National coach Anna Signeul recalled Crichton for Scotland's two challenge matches against the United States in February 2013. Crichton helped Scotland qualify for Euro 2017 and the 2019 World Cup, which was their first appearances in those major tournaments. She announcement her retirement from international football in January 2021, having made 72 international appearances in total.

====International goals====

Results list Scotland's goal tally first.

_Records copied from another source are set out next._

PR #392, opened 2013-01-21
Bugfix align_guidelines for canvas.toDataURL()

Kienz:
Bugfix for canvas.toDataURL() - canvas.clearContext(canvas.contextTop) in after:render clears context if canvas.toDataURL() is called.

Observe before:render and clear contextTop.

### DIFF
--- a/lib/aligning_guidelines.js
+++ b/lib/aligning_guidelines.js
@@ -181,8 +181,11 @@ function initAligningGuidelines(canvas) {
     }
   });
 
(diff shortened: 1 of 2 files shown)


bulolo:
3.6.3 still happened

bulolo:
image

image

if i import and use the Guidelines to init
then i use canvas.toDataURL();
there is an error out.

when i delete the init Guidelines
image

canvas.toDataURL();  run ok.

PR #594, opened 2013-04-29
Link to font files in JSON export

xxorax:
This implements font-face client side for declare fonts added and store them for export, and add support for nodejs.

But, actualy most browsers don't support fontloader interface so there is no way to know if the font is loaded or not, this is because the font is often not applied to the text because the call to renderAll(), it's only when you re-render (when you click on the text object for example) that the font is applied...

The fontloader interface : http://www.w3.org/TR/2013/WD-css3-fonts-20130212/#font-load-event-examples


playground:
Has this been merged?

PR #725, opened 2013-06-27
Added the Textbox class

charlesschaefer:
This class is related with issue #187. It permits the creation of a text box, with or without a background image. 
The text isn't scaled when you scale the box object. It maintains its dimensions based in the fontSize only.

### DIFF
--- a/src/shapes/textbox.class.js
+++ b/src/shapes/textbox.class.js
@@ -603,9 +603,8 @@
     /**
      * Applyes the coordinates and dimensions to the box image
      * @method _moveImageBox
-     * @param {CanvasRenderingContext2D} ctx Context to render on
      */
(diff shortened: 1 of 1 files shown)


fahadnabbasi:
Can anyone tell me how to get only the textbox code? I mean I have fabric.js included as a separate file and I want to include all other files related to textbox functionality. I looked into the code of the demo but it has fabric.js and textbox.js embeded in one file

luck2011:
@fahadnabbasi just click " Files changed 1" tab above and you'll see

devlfm:
I think it would be best if there was an Container that don't uses scales, then TextBox could extend this Container. This would be helpfull to extend to other situations.. Ex: I have a box with stroke, when I resize the box, the stroke scales too, and I don't want that..

PR #1171, opened 2014-02-15
Stop Event.js from messing with global Event objects.

### LINKED ISSUE #1170: Event.js seems to break any other framework
Since upgrading to the latest version of fabric.js, my Qooxdoo click handlers no longer work right. This also seems to be true for [Angular and Backbone](https://github.com/mudcube/Event.js/issues/10) and [jQuery](https://groups.google.com/forum/#!topic/fabricjs/79lggZ8ZVZ0), and apparently the only solution is to patch the fabric.js code to modify Event.js in the following way via a custom patch:

```
// Add custom *EventListener commands to HTMLElements (set false to prevent     funkiness).
root.modifyEventListener = false;

// Add bulk *EventListener commands on NodeLists from querySelectorAll and others  (set false to prevent funkiness).
root.modifySelectors = false;
```

miracle2k:
Fix #1170.

### DIFF
--- a/lib/event.js
+++ b/lib/event.js
@@ -27,10 +27,10 @@ if (typeof(eventjs) === "undefined") var eventjs = Event;
 (function(root) { "use strict";
 
 // Add custom *EventListener commands to HTMLElements (set false to prevent funkiness).
-root.modifyEventListener = true;
+root.modifyEventListener = false;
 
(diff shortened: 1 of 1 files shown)


mudcube:
Hey @kangax Yup, it was updated on Feb 18th 2014. Let me know if you have any problems.

PR #1397, opened 2014-06-18
allow browserify to run over fabric.js

### LINKED ISSUE #1368: Can't browserify Fabric.js
It superficially appears you should be able to browserify Fabric.js because it works as an NPM module but the browserify dependency management isn't smart enough to know that you can drop the node-canvas dependency in the browser.

Would be great to mention this in the docs around the npm section.

Currently only documented in a series of tweets.
https://twitter.com/fabricjs/status/421117110010806273

tmpvar:
These changes provide a shim to avoid trying to pull in `jsdom`, `node-canvas`, and `xmldom` when attempting to run fabric through browserify.  Since there is a check for `isLikelyNode` before performing operations that are specific to the platform these changes should work just like if you loaded fabric.js in the browser directly.

closes #1368 

EDIT: I was using an old browserify which didn't support the false property.  I've force pushed here to cleanup the pull, sorry for any confusion!

### DIFF
--- a/package.json
+++ b/package.json
@@ -14,6 +14,11 @@
     "HTML5",
     "object model"
   ],
+  "browser" : {
+    "canvas" : false,
+    "jsdom":   false,
+    "xmldom":  false
+  },
   "repository": {
     "type": "git",
     "url": "https://github.com/kangax/fabric.js"


gonsfx:
But you still have to install cairo to install fabric via npm - even though you don't need it because you're simply browserifying fabric for use in the browser?

data7of9:
cairo is a pain in the

unaffiliated:
https://www.npmjs.com/package/canvas-browserify

PR #1544, opened 2014-07-30
Add image blend filter

mgalang:
Implements several image blend modes (can add more later).


ignaty:
Demo would be really helpful to have.

njv:
Is there any way to get this working for image + canvas blends, i.e. not just image + image or image + color?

| # | Date | Venue | Opponent | Result | Competition | Scored |
|---|---|---|---|---|---|---|
| 1 | 1 June 2013 | Laugardalsvöllur, Reykjavík | Iceland | 3–2 | Friendly | 1 |
| 2 | 5 April 2014 | Fir Park, Motherwell | Poland | 2–0 | 2015 FIFA Women's World Cup qual. | 1 |
| 3 | 13 September 2014 | Fir Park, Motherwell | Faroe Islands | 9–0 | 2015 FIFA Women's World Cup qual. | 1 |

==Managerial career==
===Motherwell and Glasgow City===
Crichton moved to Motherwell in 2021 to combine a playing and coaching role. She left Motherwell in November 2024 to become assistant to Leanne Ross at Glasgow City following the departure of Scott Booth.

===Rangers===
On 4 August 2025, Crichton entered management as head coach of Rangers, signing a three-year contract as successor to Jo Potter.

==Managerial statistics==
As of 31 May 2026

| Team | Nat | From | To | Record |  |  |  |  |
| G | W | D | L | Win % |
| Rangers | Scotland | 4 August 2025 | present | 36 | 24 | 4 | 8 | 066.67 |
| Total |  |  |  | 36 | 24 | 4 | 8 | 066.67 |

==Honours==

=== Celtic ===

- Scottish Women’s Premier League Cup: 2010

=== Hibernian ===

- Scottish Women’s Premier League Cup: 2011

=== Glasgow City ===

- Scottish Women’s Premier League: 2012, 2013, 2017, 2018, 2019, 2020–21
- Scottish Women’s Cup: 2012, 2013, 2019
- Scottish Women’s Premier League Cup: 2012, 2013, 2014

== Personal life ==
She graduated in 2022 from Staffordshire University with a First class degree in Professional Sports Writing and Broadcasting.